Fine-grained Ablation on GFSM. We further dissect the GFSM by disabling its key branches. Results in Table 3 show that removing the multi-scale branch causes a notable drop in IoU, as capturing wires at different scales is crucial for accurate localization. Removing the long-range context branch leads to a more significant drop in Robj, as modeling long-distance dependencies is essential for completely tracing the wire instance. Using both branches together yields the optimal performance, confirming their complementary roles in serving the UAV drone detection task.
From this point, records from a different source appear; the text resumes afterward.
PR #87, opened 2019-05-27
Addition of rectangular_symmetric_decomposition to decompositions.py

lneuhaus:

Addition of a new, low-level variant of Clements decomposition that extends the function `strawberryfields.decompositions.clements_phase_end`. This variant, for which I propose the name 'rectangular_symmetric_decomposition', maps the unitary on a rectangular array of 2x2 symmetric Mach-Zehnder interferometers with one external phase shift to be applied to the upper input mode, and one internal phase shift to be applied to the upper mode between the two 50:50 beamsplitters. This function uses the convention that both beamsplitters are described by the beamsplitter `BSGate(pi/4, pi/2)`. The function returns the same data structure as `clements_phase_end` with the difference that the phases `theta` and `phi` of the original version are replaced by the new phases `internal_phase` and `external_phase`.

**Benefits:**
The new decomposition yields numbers that can be directly applied to calibrated phase-shifters in a hardware implementation of the above mentioned circuit. 

**Possible Drawbacks:**
Possibly confusing name of the new function. Alternative name propositions are welcome. 

**Related GitHub Issues:**
None

### DIFF
--- a/strawberryfields/decompositions.py
+++ b/strawberryfields/decompositions.py
@@ -216,6 +216,7 @@ def clements(V, tol=1e-11):
 
     return tilist, tlist, np.diag(localV)
 
+
 def clements_phase_end(V, tol=1e-11):
     r"""Clements decomposition of unitary matrix
 
@@ -257,6 +258,74 @@ def clements_phase_end(V, tol=1e-11):
         new_tlist = new_tlist + [new_i]
 
     return (new_tlist, new_diags)
+
+
+def rectangular_symmetric(V, tol=1e-11):
+    r"""Rectangular decomposition of a unitary into symmetric beamsplitters.
+
+    This decomposition starts with the output from :func:`clements_phase_end`
+    and further decomposes each of the T unitaries into two phase-shifters and
+    two symmetric (50:50) beamsplitters.
+
+    The two beamsplitters in this decomposition of T are modeled by :class:`ops.BSgate`
+    with arguments (pi/4, pi/2), and the two phase-shifters (see :class:`ops.Rgate`)
+    act on the input mode with the lower index of the two. The phase imposed
+    by the first phaseshifter (before the first beamsplitter) is named
+    `external_phase`, while we call the phase shift between the beamsplitters
+    `internal_phase`.
+
+    The algorithm applied in this function makes use of the following identity:
+
+    ::
+
+        Rgate(alpha) | 1
+        Rgate(beta) | 2
+        Rgate(phi) | 1
+        BSgate(theta, 0) | 1, 2
+
+        equals
+
+        Rgate(phi+alpha-beta) | 1
+        BSgate(pi/4, pi/2) | 1, 2
+        Rgate(2*theta+pi) | 1, 2
+        BSgate(pi/4, pi/2) | 1, 2
+        Rgate(beta-theta+pi) | 1
+        Rgate(beta-theta) | 2
+
+    The phase-shifts by alpha and beta are thus pushed consecutively through
+    all the T unitaries of the interferometer and these unitaries are converted
+    into pairs of symmetric beamsplitters with two phase shifts. The phase
+    shifts at the end of the interferometer are added to the ones from the
+    diagonal unitary at the end of the interferometer obtained from :func:`clements_phase_end`.
+
+    Args:
+        V (array): Unitary matrix of size n_size
+        tol (int): the number of decimal places to use when determining
+          whether the matrix is unitary
+
+    Returns:
+        tuple[array]: returns a tuple of the form ``(tlist,np.diag(localV))``
+            where:
+
+            * ``tlist``: list containing ``[n,m,internal_phase,external_phase,n_size]`` of the T unitaries needed
+            * ``localV``: Diagonal unitary matrix to be applied at the end of circuit
+    """
+    tlist, diags = clements_phase_end(V, tol)
+    new_tlist, new_diags = [], np.ones(len(diags), dtype=diags.dtype)
+    for i in tlist:
+        em, en = int(i[0]), int(i[1])
+        alpha, beta = np.angle(new_diags[em]), np.angle(new_diags[en])
+        theta, phi = i[2], i[3]
+        external_phase = np.fmod((phi + alpha - beta), 2 * np.pi)
+        internal_phase = np.fmod((np.pi + 2.0 * theta), 2 * np.pi)
+        new_alpha = beta - theta + np.pi
+        new_beta = 0*np.pi - theta + beta
+        new_i = [i[0], i[1], internal_phase, external_phase, i[4]]
+        new_diags[em], new_diags[en] = np.exp(1j*new_alpha), np.exp(1j*new_beta)
+        new_tlist = new_tlist + [new_i]
+    new_diags = diags * new_diags
+    return (new_tlist, new_diags)
+
 
 def triangular_decomposition(V, tol=1e-11):
     r"""Triangular decomposition of unitary due to Reck et al.
--- a/strawberryfields/decompositions.py
+++ b/strawberryfields/decompositions.py
@@ -260,12 +260,33 @@ def clements_phase_end(V, tol=1e-11):
     return (new_tlist, new_diags)
 
 
+def mach_zehnder(m, n, internal_phase, external_phase, nmax):
+    r"""A two-mode Mach-Zehnder interferometer section.
+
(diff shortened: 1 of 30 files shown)


strawberryfields/decompositions.py
```diff
@@ -291,6 +291,73 @@ def clements_phase_end(V, tol=1e-11):
     return (new_tlist, new_diags)
 
 
+def rectangular_symmetric(V, tol=1e-11):
+    r"""Rectangular decomposition of a unitary into symmetric beamsplitters.
+
+    This decomposition starts with the output from :func:`clements_phase_end`
```
```suggestion
    This decomposition starts with the output from :func:`~.clements_phase_end`
```

strawberryfields/decompositions.py
```diff
@@ -291,6 +291,73 @@ def clements_phase_end(V, tol=1e-11):
...
+    and further decomposes each of the T unitaries into two phase-shifters and
+    two symmetric (50:50) beamsplitters.
+
+    The two beamsplitters in this decomposition of T are modeled by :class:`ops.BSgate`
+    with arguments (pi/4, pi/2), and the two phase-shifters (see :class:`ops.Rgate`)
```
```suggestion
    with arguments :math:`(\pi/4, \pi/2)`, and the two phase-shifters (see :class:`~.ops.Rgate`)
```

strawberryfields/decompositions.py
```diff
@@ -291,6 +291,73 @@ def clements_phase_end(V, tol=1e-11):
...
 
 
+def rectangular_symmetric(V, tol=1e-11):
+    r"""Rectangular decomposition of a unitary into symmetric beamsplitters.
+
+    This decomposition starts with the output from :func:`clements_phase_end`
+    and further decomposes each of the T unitaries into two phase-shifters and
+    two symmetric (50:50) beamsplitters.
+
+    The two beamsplitters in this decomposition of T are modeled by :class:`ops.BSgate`
```
```suggestion
    The two beamsplitters in this decomposition of T are modeled by :class:`~.ops.BSgate`
```

strawberryfields/decompositions.py
```diff
@@ -291,6 +291,73 @@ def clements_phase_end(V, tol=1e-11):
...
+    with arguments (pi/4, pi/2), and the two phase-shifters (see :class:`ops.Rgate`)
+    act on the input mode with the lower index of the two. The phase imposed
+    by the first phaseshifter (before the first beamsplitter) is named
+    `external_phase`, while we call the phase shift between the beamsplitters
```
```suggestion
    ``external_phase``, while we call the phase shift between the beamsplitters
```

strawberryfields/decompositions.py
```diff
@@ -291,6 +291,73 @@ def clements_phase_end(V, tol=1e-11):
...
+    `internal_phase`.
```
```suggestion
    ``internal_phase``.
```

strawberryfields/decompositions.py
```diff
@@ -291,6 +291,73 @@ def clements_phase_end(V, tol=1e-11):
...
+
+    The algorithm applied in this function makes use of the following identity:
+
+    ::
```
```suggestion
    .. code-block:: python
```

strawberryfields/decompositions.py
```diff
@@ -291,6 +291,73 @@ def clements_phase_end(V, tol=1e-11):
...
+        Rgate(2*theta+pi) | 1, 2
+        BSgate(pi/4, pi/2) | 1, 2
+        Rgate(beta-theta+pi) | 1
+        Rgate(beta-theta) | 2
+
+    The phase-shifts by alpha and beta are thus pushed consecutively through
+    all the T unitaries of the interferometer and these unitaries are converted
+    into pairs of symmetric beamsplitters with two phase shifts. The phase
+    shifts at the end of the interferometer are added to the ones from the
+    diagonal unitary at the end of the interferometer obtained from :func:`clements_phase_end`.
```
```suggestion
    diagonal unitary at the end of the interferometer obtained from :func:`~.clements_phase_end`.
```

strawberryfields/decompositions.py
```diff
@@ -291,6 +291,73 @@ def clements_phase_end(V, tol=1e-11):
...
+        equals
+
+        Rgate(phi+alpha-beta) | 1
+        BSgate(pi/4, pi/2) | 1, 2
+        Rgate(2*theta+pi) | 1, 2
+        BSgate(pi/4, pi/2) | 1, 2
+        Rgate(beta-theta+pi) | 1
+        Rgate(beta-theta) | 2
+
+    The phase-shifts by alpha and beta are thus pushed consecutively through
```
```suggestion
    The phase-shifts by ``alpha`` and ``beta`` are thus pushed consecutively through
```

strawberryfields/decompositions.py
```diff
@@ -291,6 +291,73 @@ def clements_phase_end(V, tol=1e-11):
...
+    all the T unitaries of the interferometer and these unitaries are converted
+    into pairs of symmetric beamsplitters with two phase shifts. The phase
+    shifts at the end of the interferometer are added to the ones from the
+    diagonal unitary at the end of the interferometer obtained from :func:`clements_phase_end`.
+
+    Args:
+        V (array): Unitary matrix of size n_size
```
```suggestion
        V (array): unitary matrix of size n_size
```

tests/frontend/test_decompositions.py
```diff
@@ -213,6 +213,72 @@ def test_random_unitary_phase_end(self, tol):
...
+        with pytest.raises(ValueError, match="matrix is not unitary"):
+            dec.rectangular_symmetric(A)
+
+    @classmethod
+    def S(cls, m, n, internal_phase, external_phase, nmax):
+        r"""a section composed by external phase shift, BS, internal phase shift, BS
+
+        .. todo::
+
+           Move this function into decompositions and maybe rename and / or optimize.
```
josh146: :+1:

lneuhaus: you have a name suggestion? Maybe 'MachZehnder'?

co9olguy: I like that name, it seems to be the term I hear most often (assuming it is accurate and won't mislead people, of course)

josh146: How about `mach_ zehnder` to match the python convention

strawberryfields/decompositions.py
```diff
@@ -291,6 +291,73 @@ def clements_phase_end(V, tol=1e-11):
     return (new_tlist, new_diags)
 
 
+def rectangular_symmetric(V, tol=1e-11):
+    r"""Rectangular decomposition of a unitary into symmetric beamsplitters.
```
nquesada: ... into an array of symmetric beamsplitters?

tests/frontend/test_decompositions.py
nquesada: I would much prefer to not use names. Symmetric is quite descriptive.

lneuhaus: @nquesada, the question is whether this test function, which essentially is a modified BSGate with the rectangular_symmetric phase convention (i.e. taking two phases and outputting a matrix), should go into decompositions.py, akin to the function T that represents a BSGate in the Clements decomposition. If it does, it needs a name. Currently I randomly chose S, but it could also be mach_zehner, or even MZGate. What option would you suggest here (S, mach_zehnder, MZGate, not moving into decompositions.py at all, or something else)?

strawberryfields/decompositions.py
lneuhaus: Implemented this in commit c230be7.

tests/frontend/test_decompositions.py
lneuhaus: I chose the option `mach_zehnder` and added a commit for this now. But I can undo it if you want.

josh146: > the question is whether this test function, which essentially is a modified BSGate with the rectangular_symmetric phase convention (i.e. taking two phases and outputting a matrix), should go into decompositions.py

IMO it should definitely go into `decompositions.py` - it is useful to have the decomposition separate from Strawberry Fields classes and objects.

In terms of accessing this operation from the SF frontend, this should be done in a future PR, but I can think of two options:

* Introduce an `MZgate(theta, phi)` operation in Strawberry Fields that uses the above decomposition, compiling to a combination of `Rgate`'s and `BSgate(pi/4, pi/2)`.

* Add a keyword argument to `Interferometer` allowing you to change the geometry of the unitary decomposition, i.e.,

  ```python
  Interferometer(U, geometry='rectangular')
  Interferometer(U, geometry='triangular')
  Interferometer(U, geometry='mach_zehnder') # or maybe 'hardware'?
  ```

As both have valid use cases, I'm leaning towards implementing both approaches.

| GFSM Configuration | IoU (%) | Robj (%) | F1-Score (%) |
|---|---|---|---|
| W/o Multi-scale Branch | 64.90 | 76.70 | 74.26 |
| W/o Long-range Branch | 66.94 | 77.73 | 75.12 |
| Full GFSM (Ours) | 67.79 | 80.62 | 76.26 |
Table 3: Ablation on the components of the GFSM module.
4. Conclusion
In this work, we have addressed the critical and challenging problem of transmission line detection for UAV drones by proposing a novel multi-modal framework based on visible and infrared data fusion. Our key innovation lies in the design of three dedicated components: the Cross-modal Interaction Guided Fusion (CIGF) module for deep, bidirectional feature exchange; the Global Feature Significance Modulator (GFSM) for multi-scale and long-context feature calibration; and the Multi-Receptive Enhanced Decoder (MRED) for fine-grained spatial reconstruction. Together, they form a cohesive pipeline that effectively leverages complementary sensor information. Comprehensive experiments on the VITLD dataset demonstrate that our method achieves state-of-the-art performance, offering an optimal balance between high detection accuracy (leading in IoU, Robj, Recall, and F1-Score) and practical inference speed (47.62 FPS). More importantly, it exhibits remarkable robustness in extreme conditions such as night, fog, and snow, which are common yet challenging scenarios for UAV drone operations. This work provides a robust and effective solution for autonomous power line inspection and UAV navigation safety, with significant theoretical and practical value for the field of aerial robotics and computer vision.